FORTUNE FAVORS THE PREPARED
In conclusion, we have an optimistic view for 2021 but will be on alert for higher inflation. A long period of disinflation and low interest rates has created much complacency among investors. Equities, both private and public, have been the primary beneficiary as low interest rates have facilitated financial engineering to juice up returns. Investors have also espoused the TINA (“There is no alternative”) narrative to justify buying shares with highly elevated valuations. Interestingly, TINA the slogan was first used by Margaret Thatcher to argue for market reform, which prompted some of her detractors to nickname her “Tina”.

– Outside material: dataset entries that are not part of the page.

PR #2820, opened 2026-08-20
fix(changelog): queue the accounts-switch entry instead of backdating it into 1.22.41

muqsitnawaz:
**bug fix, docs-correcting** — 2 files. **Second occurrence of #2792**, same shape, different entry. Currently blocking the 1.22.42 release.

## Run result

Captured run (blocked release + before/after): https://share.agents-cli.sh/muqsitnawaz/svatlas-changelog-fix2-run-74164004ef57fb0a

The release this blocks, run on mac-mini just now:

```
FAIL  scripts/gen-changelog.test.ts > committed CHANGELOG.md > is up to date with .changelog/
Test Files  1 failed | 867 passed | 8 skipped (876)
error: suite failed for 0939f8fdc1ac -- refusing to attest a red tree
REL42_RC=1
```

This branch:

```
Test Files  1 passed (1)
     Tests  5 passed (5)
```

## What is broken

`CHANGELOG.md` carries an `agents accounts switch` entry inside the already-released `## 1.22.41` section, but nothing generates it:

- `gen-changelog.ts:44` — `if (!VERSION_FILE.test(name)) continue; // skips next/, README, dotfiles` — CHANGELOG.md is built from versioned `.changelog/<version>.md` files **only**
- `.changelog/1.22.41.md` contains no such entry
- there is no `.changelog/next/` fragment for it either

Regenerating on `main` deletes the line, which is the proof no source produces it.

Wrong on the facts, too:

| | |
| --- | --- |
| `v1.22.41` tagged | `e8578bcd4` — 2026-08-20 **03:28** |
| `feat(accounts): add switch picker over set-default` | `678c770f3` — 2026-08-20 **13:50** |

Ten hours after the tag, so 1.22.41's notes advertise a command that release does not contain.

## Fix

Same remedy as #2792: the hand-inserted line comes out of `CHANGELOG.md`, and the same text goes into `.changelog/next/accounts-switch.md` — the queue `release.sh` folds into the next version. It publishes under **1.22.42**, where the feature actually ships. No documentation is lost.

## This keeps happening — worth a guard

Twice in one day a release has been blocked by a hand-edit to `CHANGELOG.md` that its own generator cannot reproduce, and both times it was invisible until the **full** suite ran, because the required CI `test` job runs only impact-selected files. Two options worth considering separately from this PR:

- always run `scripts/gen-changelog.test.ts` in CI regardless of impact selection — it is fast, and it is a release gate
- make `CHANGELOG.md` generated-only in practice — a check that rejects a direct edit and points the author at `.changelog/next/`


muqsitnawaz:

Reviewed by a non-author subagent (the repo's `prix/code-reviewer` is paused, `.github/rush.yml` / #1767). It reproduced every claim against live command output rather than taking the description on faith, and left both worktrees clean.

| Check | Result |
| --- | --- |
| `gen-changelog.ts:27,44` skips `next/` | confirmed — `VERSION_FILE = /^\d[\w.+-]*\.md$/`, `readdirSync` on the top-level dir only |
| `.changelog/1.22.41.md` lacks the entry | confirmed — 11 bullets, `grep` exits 1 |
| fails on `origin/main` `4a870e19a` | `Tests 1 failed \| 4 passed` |
| passes on this branch | `Tests 5 passed (5)` |
| backdating | `v1.22.41` tagged **03:28:12**; `06e575711` inserted the line at **13:50:57** — 10h23m later |
| fragment byte-identical to the removed line | `diff` → no output |
| fragment format | bare `- **Title.**` bullet, matches `next/issue-2786.md` and `next/README.md`; **no stray `### Added`** (the bug caught in #2792) |
| regeneration with the fragment present | no diff — a no-op on the aggregate |
| documentation loss | none — `release-changelog.ts` folds `next/` into the next version, so it republishes under 1.22.42 |

VERDICT: APPROVE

The eventual return of sustainably higher inflation, which we believe to be a matter of when rather than if, will likely lead to a very different investment environment from the last decade. Fixed income’s role as a portfolio shock absorber could be rendered less effective due to potentially rising yields. Floating rate securities could be in high demand. Equities in aggregate should experience valuation contraction, but sectors that could function as an inflation hedge could potentially catch a tailwind. Investors may also consider allocating more to real assets such as precious metals. In short, change is afoot, and we will try not to get caught flat-footed.